In a chilling reminder of the risks posed by insecure remote access tools, the ransomware group DragonForce has launched a sophisticated supply chain attack by exploiting critical vulnerabilities in SimpleHelp, a remote monitoring and management (RMM) platform widely used by Managed Service Providers (MSPs). The campaign, first uncovered by researchers at Group-IB, reveals how three recently discovered vulnerabilities in SimpleHelp allowed attackers to infiltrate MSP infrastructure, exfiltrate sensitive data, and deploy ransomware across multiple client environments.
Who Is DragonForce?
Once known as a traditional ransomware operation, DragonForce has evolved into a full-fledged ransomware cartel.

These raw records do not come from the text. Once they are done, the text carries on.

PR #674, opened 2020-06-17
feat(hk_tags): Added files and hk_tags for mip dna to cg

henrikstranneheim:
This PR adds/fixes:
- Added new files and hk_tags for files already in the deliverables file, which was not currently part of cg constant dict
- Ordered dict alphabetically

**How to prepare for test**:
- [x] install on stage:
`bash servers/resources/hasta.scilifelab.se/update-cg-stage.sh mip_rd_dna_hk_tags`

**How to test**:
- [x] login to hasta
- [x] `us`
- [x] `housekeeper delete bundle onemite`
-[x] `cg workflow mip-dna store analysis /home/proj/stage/rare-disease/cases/onemite/analysis/onemite_config.yaml` 

**Expected test outcome**:
- [x] check that the:
1. chanjo-sexcheck tag and file are present in HK as : "chanjo", "sex-check" ✅ 
1. coverage and sambamba-depth tags and file are present in HK as: "coverage", "sambamba-depth"  ✅ 
1. smn-calling and smncopynumbercaller in HK as: "smncopynumbercaller", "smn-calling"  ✅ 

**Review:**
- [ ] code approved by
- [x] tests executed by @henrikstranneheim 


henrikstranneheim:
**How to test**:
- [x] login to hasta
- [x] `us`
- [x] `housekeeper delete bundle onemite`
-[x] `cg workflow mip-dna store analysis /home/proj/stage/rare-disease/cases/onemite/analysis/onemite_config.yaml` 

**Expected test outcome**:
- [x] check that the:
1. chanjo-sexcheck tag and file are present in HK ✅ 
1. coverage and sambamba-depth tags and file are present in HK ✅ 
1. smn-calling and smncopynumbercaller ✅ 

Screenshot 2020-06-17 at 15 55 49
Screenshot 2020-06-17 at 15 56 08

Screenshot 2020-06-17 at 15 56 48

cg/constants.py
```diff
@@ -67,64 +67,70 @@
 # presence of mandatory files. Keys = tags found in deliverables, values = MIP standard tags and
 # mandatory flag
 MIP_DNA_TAGS = {
+    tuple(["config_analysis"]): {"tags": ["mip-config"], "is_mandatory": True},
```
moonso, line 70: Great, one small remark. Why do we create tuples with `tuple` all the time?
In python:
```python
tuple(['a','b']) == ('a','b')
```
BUT remember that
```python
('a','b') != ('b','a')
```
which also means that
```python
tuple(['a','b']) != tuple(['b','a'])
```

moonso:
```python
Python 3.7.7 (default, Apr 21 2020, 11:51:15)
Type 'copyright', 'credits' or 'license' for more information
IPython 7.13.0 -- An enhanced Interactive Python. Type '?' for help.

In [1]: assert tuple(['a','b']) == ('a','b')

In [2]: assert ('a','b') != ('b','a')

In [3]: assert tuple(['a','b']) != tuple(['b','a'])

In [4]: assert tuple(['a','b']) == tuple(['b','a'])
---------------------------------------------------------------------------
AssertionError                            Traceback (most recent call last)
<ipython-input-4-5ace5e5729c5> in <module>
----> 1 assert tuple(['a','b']) == tuple(['b','a'])

AssertionError:
```

barrystokman: Dictionary keys must be hashable, so I went with tuples.

image

I also check if tags are *in* the keys, not if the tags *are* the keys.

Do see your point though. I realise it works fine for my code, but it's a bit tricky for other developers that don't know the reasoning behind it.

henrikstranneheim: If you want I can remove the tuple constructor and just let it be a tuple by just keeping the `()`.

barrystokman: Defining singleton tuples like that will make them of the type of the object in them, you would need a trailing comma to force the type tuple:

image

So it would need to be 
`("config_analysis",): {"tags": ["mip-config"], "is_mandatory": True},`
or since we can check for more than one distinct value in the key
`(["config_analysis"],): {"tags": ["mip-config"], "is_mandatory": True},` and 
`(["multiqc_ar", "html"],): {"tags": ["multiqc-html"], "is_mandatory": True},` and so on.

I didn't like that so I choose to use `tuple(...)`, because it looked more clear to me.

I'm not opposed to your suggestion, I'm just explaining the reasoning behind my choice :)

henrikstranneheim: Thx @barrystokman ! That made it more clear. I removed the tuple and added a trailing comma. I think this will be great - it is a little less clutter and still very clear that this is a tuple. I hope that is fine!

henrikstranneheim:
@barrystokman @moonso I redid the tests for onemite and also for sharpparrot (RNA) and it works. 
Could you do another code review and approve if there is nothing to remark upon?
Screenshot 2020-06-18 at 12 06 17

tests/meta/store/snapshots/snap_test_cg_meta_store_base.py
```diff
@@ -27,7 +28,7 @@
     {
         "archive": False,
         "path": "/path/to/rare-disease/cases/case_id/analysis/sample_id/arriba_ar/sample_id_lanes_1234_trim_arriba.pdf",
-        "tags": ["arriba-ar", "arriba-report", "meta", "mip-rna", "sample_id"],
+        "tags": ["arriba-ar", "arriba_report", "meta", "mip-rna", "sample_id"],
```
barrystokman, line 31: Snapshottest picked up that the tag is `arriba_report` while it should be `arriba-report`. Should the snapshot  be updated?

barrystokman: sharpparrot bundle created a while ago:
image

sharpparrot bundle cerated with this branch just now:
image

Something seems to have changed.

henrikstranneheim: strange it looks like this in this branch:
```
  ("arriba_ar", "arriba_report"): {"tags": ["arriba-ar", "arriba-report"], "is_mandatory": True},
```

henrikstranneheim: I will checkout it out again on stage and try to recreate the bundle again...

cg/constants.py
moonso: Ok I see your point @barrystokman , I'm in favour of

```python
("config_analysis",): {"tags": ["mip-config"], "is_mandatory": True}
```
But I won't object if you declare by using the word `tuple`

moonso: If you check if the tag is IN the tuple I would choose to not use tuples at all and just have unique strings as keys and duplicate values instead, example:

now
```python
{tuple(["config_analysis", "config"]): {"tags": ["mip-config"], "is_mandatory": True}}
```
could be
```python
{
    "config_analysis": {"tags": ["mip-config"], "is_mandatory": True},
    "config": {"tags": ["mip-config"], "is_mandatory": True}
}
```
This will make the dictionary search more effective, at least if I understand what you mean. I thought we used tuples as keys because we search the dictionary with tuples...

tests/meta/store/snapshots/snap_test_cg_meta_store_mip.py
```diff
@@ -1,3 +1,4 @@
+# -*- coding: utf-8 -*-
```
henrikstranneheim, line 1:
```suggestion
```

henrikstranneheim:
I am having a bit of trouble with these snapshots, but hopefully this is ok now. I will retry this on stage

cg/constants.py
barrystokman:
```
("multiqc_ar", "html"): {"tags": ["multiqc-html"], "is_mandatory": True},
("multiqc_ar", "json"): {"tags": ["multiqc-json"], "is_mandatory": True},
```

Here's a case where the outcome is dependent on two tags in the deliverables file, these can't be mapped one-on-one. I basically check per file in the deliverables.yaml if all the tags in the key (for instance `multiqc_ar` and `html`) are in the tags of the file (the number of files can be anything, so like `some_tag`, `another_tag`, `html`, `tag4: the taggening`, `multiqc_ar`. If that's the case I know the Housekeeper tag should be `multiqc-html` and not the other one.

I'm pretty sure more experienced developers can come up with a much more elegant solution, but it's the best I could come up with :frowning_face:

henrikstranneheim:
@barrystokman Redid the sharpparrot test after changing the order of tuples in the dict. Now it looks like before, but I do not like that switching the order around modifies the behavior. What do you think - feels error prone?
Screenshot 2020-06-18 at 17 41 58

cg/constants.py
moonso: Yes that sounds a bit tricky... so I guess you have to loop over all tags in the dictionary every time you want to check what tags to fetch? Where is the code for doing that?

barrystokman:
The problem is that before you changed the order the code tried, first of all, to determine if all tags in ('arriba_ar', 'arriba_ar')* are in ['ACC5963A2', 'arriba_ar', 'arriba_report', 'meta', 'mip-rna'], which they are. Then `arriba_report` doesn't get converted to `arriba-report`.

Simply looping over all the tags didn't work because sometimes a combination of tags determines the actual HK tag, for instance `("multiqc_ar", "html")` should convert to `["multiqc-html"]`, while `("multiqc_ar", "json")` should be `["multiqc-json"]`.

I'll think about a more robust solution.

*could be just ('arriba_ar',), different topic...

barrystokman:
All guthub checks were green a  week ago, but now:
image

cg/meta/store/base.py
```diff
@@ -40,87 +54,94 @@ def add_new_analysis(bundle_data, case_obj, status, version_obj):
...
+    tags = _convert_tags(tags, tag_map, tag_map_key, is_index)
 
+    return tags
 
-def build_bundle(config_data: dict, analysisinfo_data: dict, deliverables: dict) -> dict:
-    """Create a new bundle to store in Housekeeper"""
 
-    analysis_type = config_data["samples"][0]["type"]
+def _convert_tags(tags: dict, tag_map: dict, tag_map_key: tuple, is_index: bool = False) -> list:
+    """ Convert tags from external deliverables tags to standard internal housekeeper tags """
```
henrikstranneheim, line 117:
```suggestion
    """ Filter and convert tags from external deliverables tags to standard internal housekeeper tags """
```

cg/meta/store/base.py
```diff
@@ -40,87 +54,94 @@ def add_new_analysis(bundle_data, case_obj, status, version_obj):
...
     """
-
-    all_deliverable_tags = [file["tags"] for file in files]
-    all_mandatory_tags = [tag for tag in pipeline_tags if pipeline_tags[tag]["is_mandatory"]]
-    deliverable_tags = _flatten(all_deliverable_tags)
-    mandatory_tags = _flatten(all_mandatory_tags)
+    deliverable_tags = [file_["tag_map_key"] for file_ in files]
+    mandatory_tags = [tag for tag in pipeline_tags if pipeline_tags[tag]["is_mandatory"]]
 
     tags_are_missing, missing_tags = _determine_missing_files(mandatory_tags, deliverable_tags)
```
henrikstranneheim, line 146:
```suggestion
    tags_are_missing, missing_tags = _determine_missing_tags(mandatory_tags, deliverable_tags)
```

cg/meta/store/base.py
```diff
@@ -130,20 +151,10 @@ def _check_mandatory_tags(files: list, pipeline_tags: dict):
         )
 
 
-def _determine_missing_files(mandatory_tags: set, found_tags: set) -> tuple:
-    """Determines if mandatory are missing, and which ones"""
+def _determine_missing_files(mandatory_tags: list, found_tags: list) -> tuple:
+    """Determines if mandatory are files missing in the deliverables, and which ones"""
```
henrikstranneheim, line 155:
```suggestion
    """Determines if mandatory tags are missing and hence if files are missing in the deliverables, and returns any missing tags"""
```

cg/meta/store/base.py
```diff
@@ -40,87 +54,94 @@ def add_new_analysis(bundle_data, case_obj, status, version_obj):
...
+                "archive": False,
+                "tag_map_key": tag_map_key,
+            }
+            parsed_files.append(parsed_index_file)
+
+    return parsed_files
+
+
+def get_tags(
+    file: dict, pipeline_tags: list, tag_map: dict, tag_map_key: tuple, is_index: bool = False
```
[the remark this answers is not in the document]
barrystokman: Good point, will change it.

barrystokman:
Retest after implementing suggested changes:
1) store
image
image
2) store, bundle exists
image
3) store, analysis already exists
image

barrystokman:
Test with DNA family (onemite):
image

`housekeeper get -V onemite`:
image

Specific tags:
image

barrystokman:
Bumped:
image
Deployed:
image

Adopting an affiliate model, the group now enables other cybercriminals to use its tooling and infrastructure under a shared branding strategy. This move has made DragonForce a more versatile and dangerous actor in the ransomware-as-a-service (RaaS) ecosystem.

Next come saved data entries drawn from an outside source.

PR #709, opened 2020-08-18
Upload old balsamic data

Mropat:
This PR adds a script for one-time upload of the old BALSAMIC analyses to Housekeeper and StatusDB

### How to prepare for test
- [x] ssh to hasta 
- [x] install on stage:
- [x] install on stage:
`bash /home/proj/production/servers/resources/clinical-db.scilifelab.se/update-clinical-api-stage.sh [THIS-BRANCH-NAME]`

### How to test
- [x] login to hasta
- [x] run script upload-balsamic-housekeeper.py > outlog.txt
Provide cg-stage config parameters for status and housekeeper as options
The script will find the latest analysis for case id, add bundle to Housekeeper and update StatusDB with new analysis

### Expected test outcome
- [x] check the log to see which bundles were stored and errors raised

## Review
- [x] code approved by @moonso 
- [x] tests executed by @Mropat 


scripts/upload-balsamic-housekeeper.py
```diff
@@ -0,0 +1,115 @@
...
+                    fam_names[case_id] = {
+                        "bv": config_dict.get("analysis").get("BALSAMIC_version"),
+                        "config_name": f"{case_dir}/{obj.name}/{obj2.name}",
+                        "date": creation_date,
+                        "path": obj.name,
+                        "hk": Path(report_dir, obj.name + ".hk"),
+                    }
+    for case_id in fam_names:
+        items = fam_names.get(case_id)
+        if items:
```
moonso, line 54:
```suggestion
        if not items:
            continue
```
And then you can move the following try-except block one indentation to the left making it more flat

moonso (approved):
Hi, nice. If this was not just a one off script I would suggest that you moved the two large loops into functions but I guess that does not matter so much in this case 😃

Mropat:
Successfully stored case on stage:
image

Script successfully uploaded ~200 cases.

Mropat:
For 228 cases on STAGE, this error was raised:

image

For those cases, no bundle was created:

image

No bundle exists in Housekeeper for either of those cases

Mropat:
Viewing the housekeeper paths for one of the cases:
image

It appears that the files were copied to the directory, even thought there is no housekeeper bundle in the database. This could happen if copying Housekeeper production to stage does not wipe the stored data, only updates database. This could be understandable because it's the second time i'm running this script.
(These ghost files are not found in housekeeper production folder, so this shouldn't be a problem i think)
@patrikgrenfeldt, I think you may find this interesting, and I'd appreciate a comment on this

On the other hand, It appears that Housekeeper still tries to go through with committing the bundle (as not the bundle nor bundle version can be found in database), even though files already exist. This is a clearly unintended behavior by Housekeeper, because it will start linking files before checking if linking all of the bundle contents will be possible, and the error will be thrown after some files have already been linked. 
This will be a problem when adding an analysis version with the same date, but not time, as it will attempt to link to the same folder. 
This will be a problem for cases with "mip+balsamic" analysis, which are started on the same date - because both BALSAMIC and MIP produce files with identical names: multiqc_data.json, multiqc_report.html. 
This will be a problem if we try to add bundle initially - and fail to link all of the files due to permission error (happens in some cases depending on who starts the analysis).
@moonso I think this could be interesting

Otherwise, feel free to merge&deploy this!

moonso:
Ok @Mropat , great job! I think we need to have a meeting about this together with @henrikstranneheim , @patrikgrenfeldt and @hassanfa . This is definitely a part of the project [revised data management plan](https://github.com/Clinical-Genomics/project-planning/issues/1) that have highest priority atm. We need to clarify current behaviour and intended behaviour. I'll set up a meeting about this for next week. 

As a part of this I suggest we document somewhere how our stage setup is created and if that is what we want, there has been some unexpected events touching this.

moonso:
Hi @Mropat should I merge and deploy this? It looks like tests are not done since the boxes in top are not ticked, but I guess you did them all according to the comments..

Mropat:
@moonso please wait for a couple hours with this... I want to check everything one last time!

moonso:
Just shout when you are ready

Mropat:
New version of script successfully stores goodshimp, which was failing previously due to permissions:
image

Mropat:
I have modified the script a lot, so it will need a new review.

Changes in functionality:
If files exist already, the directory is cleaned before re-trying to add bundle (Should be relevant only when testing on stage)
If directory cannot be cleaned due to permissions, inform about it and skip case 
If bundle/version already exist, remove and store again (will be used to "update" some of the old bundles)

Script moved to cg.utils and added as balsamic cli command. I think it should be removed when one-time 
store is done. 
The script can be used multiple times without problems, but needs to be deleted before we merge new
 hk store commands

Attaching output:
[hkstore.txt](https://github.com/Clinical-Genomics/cg/files/5123732/hkstore.txt)

moonso:
> Script moved to cg.utils and added as balsamic cli command. I think it should be removed when one-time
store is done.

😆 this is a real hack! Why was it not possible to keep outside codebase?

Mropat:
Reverted to keeping this in scripts. Tested running on stage and it still works as intended!
If rest of the code is ok, merge and deploy whenever!

Mropat:
Added new tags this morning, proof upload works!
image

Mropat:
@moonso Ready to merge!

Mropat:
This is not a notable change and not in code base. DO we need to chengelog this? As Patch?

moonso:
> This is not a notable change and not in code base. DO we need to chengelog this? As Patch?

No I guess we can skip that. Will merge this tomorrow though, no more time now!

moonso:
Skärmavbild 2020-09-03 kl  07 58 51

Merged and deployed on hasta

PR #727, opened 2020-09-01
delete empty fastqs

moonso:
This PR adds a functionality so that empty fastq files will be removed from housekeeper and from disk. Atm there are several cases where there are fastq files added to HK even though they have no content. While looping over the cases to check which cases that are ready for fastq compression the compress API will remove the empty fastq files from housekeeper and from disk.

### How to test
Tests can only be run in automated test suite

## Review
- [ ] code approved by


cg/models/file_data.py
```diff
@@ -0,0 +1,34 @@
...
+        handle = open(path, "rb")
+        if handle.read(2).hex() == GZIP_MAGIC_NUMBER:
+            return True
+        return False
+
+    @staticmethod
+    def is_empty(path: Path) -> bool:
+        """Check if file is empty"""
+        handle = open(path, "rb")
+        if handle.read(1):
```
henrikstranneheim, line 25: What does "1" stand for? Could you give it a named constant to make it easier to understand?

tests/conftest.py
```diff
@@ -235,16 +241,27 @@ def fixture_run_name() -> str:
     return "fastq_run"
 
 
+@pytest.fixture(scope="function", name="original_fastqs")
+def fixture_original_fastq(fastq_dir: Path, run_name) -> CompressionData:
```
henrikstranneheim, line 245:
```suggestion
def fixture_original_fastq_path(fastq_dir: Path, run_name) -> CompressionData:
```

tests/models/conftest.py
```diff
@@ -0,0 +1,48 @@
...
+        " ut labore et dolore magna aliqua. Ut enim ad minim veniam, quis nostrud exercitation ull"
+        "amco laboris nisi ut aliquip ex ea commodo consequat. Duis aute irure dolor in reprehende"
+        "rit in voluptate velit esse cillum dolore eu fugiat nulla pariatur. Excepteur sint occaec"
+        "at cupidatat non proident, sunt in culpa qui officia deserunt mollit anim id est laborum."
+    )
+    return _content
+
+
+@pytest.fixture(name="file_path")
+def fixture_file_path(project_dir: Path) -> Path:
```
henrikstranneheim, line 23: I think this name should better reflect the docstring

tests/models/conftest.py
```diff
@@ -0,0 +1,48 @@
...
+    """Return the path to a non existing file"""
+    return project_dir / "a_file.txt"
+
+
+@pytest.fixture(name="gzipped_file_path")
+def fixture_gzipped_file_path(file_path: Path) -> Path:
```
henrikstranneheim, line 29: Same here: I would expect to get a path to an existing file

tests/models/test_file_data.py
```diff
@@ -0,0 +1,85 @@
...
+
+    # WHEN checking if the file is gzipped
+    res = FileData.is_gzipped(filled_file)
+
+    # THEN assert the result is False
+    assert res is False
+
+
+def test_is_gzipped_non_existing(gzipped_file_path):
+    """Test if a file that is does not exist is gzipped"""
```
henrikstranneheim, line 36:
```suggestion
    """Test if a file that does not exist is gzipped"""
```

tests/models/test_file_data.py
```diff
@@ -0,0 +1,85 @@
...
+    assert not gzipped_file_path.exists()
+
+    # WHEN checking if the file is gzipped
+    with pytest.raises(FileNotFoundError):
+        # THEN assert that a FileNotFoundError is raised
+        FileData.is_gzipped(gzipped_file_path)
+
+
+def test_is_gzipped_empty_file(gzipped_file_path):
+    """Test if a file that is does exists but is empty"""
```
henrikstranneheim, line 47:
```suggestion
    """Test if a file that does exists but is empty"""
```

henrikstranneheim (commented):
It looks good! Just to be certain - this is deleting fastq (presumed empty). The repercussion if there is something wrong the empty fastq file check could be quite grave. Do we dare to this automatically? Would it be possible to add a couple of cases to test this on alongside the unit tests

cg/models/file_data.py
moonso: It is just reading the first byte of the file. I can make a comment in the code

tests/conftest.py
moonso: It is not returning a path but a CompressionData object so the path suffix is not in place here

moonso: Changed to `original_fastq_data`

tests/models/conftest.py
moonso: changed to `non_existing_gzipped_file_path`

tests/models/conftest.py
moonso: Fixed

moonso:
Skärmavbild 2020-09-01 kl  17 39 50

Merged and deployed on hasta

What makes this campaign especially concerning is evidence suggesting collaboration with Scattered Spider, a highly capable group notorious for using social engineering and identity-first intrusion tactics to compromise cloud environments. This potential partnership could mark a convergence of traditional ransomware and advanced intrusion techniques, raising the stakes for defenders.
The Vulnerabilities
The attackers exploited three vulnerabilities in SimpleHelp to gain unauthorized access – CVE-2024-57726, CVE-2024-57727 and CVE-2024-57728.
These flaws collectively allowed DragonForce to hijack an MSP’s SimpleHelp instance and move laterally into customer environments. Once inside, the group conducted data exfiltration and ransomware deployment in a highly coordinated fashion.
Anatomy of the Attack
The campaign followed a classic supply chain attack pattern:
Initial Access
DragonForce gained access to a vulnerable SimpleHelp deployment used by a target MSP.
Privilege Escalation & Lateral Movement
Leveraging internal privileges, they pivoted to customer systems managed via SimpleHelp.
Payload Delivery
Ransomware was deployed, likely customized per target.
Double Extortion
Data was exfiltrated and encrypted, with ransom demands made under threat of public leaks.
While some MSP clients were able to detect and neutralize the attack early, others suffered full ransomware lockouts and data breaches, illustrating the uneven state of security readiness among downstream organizations.
The Scattered Spider Connection
Researchers noted telltale signs that Scattered Spider may be aiding or collaborating with DragonForce. Known for their expertise in social engineering and targeting identity platforms like Okta and Azure AD, Scattered Spider’s potential role may include assisting with initial reconnaissance or credential harvesting.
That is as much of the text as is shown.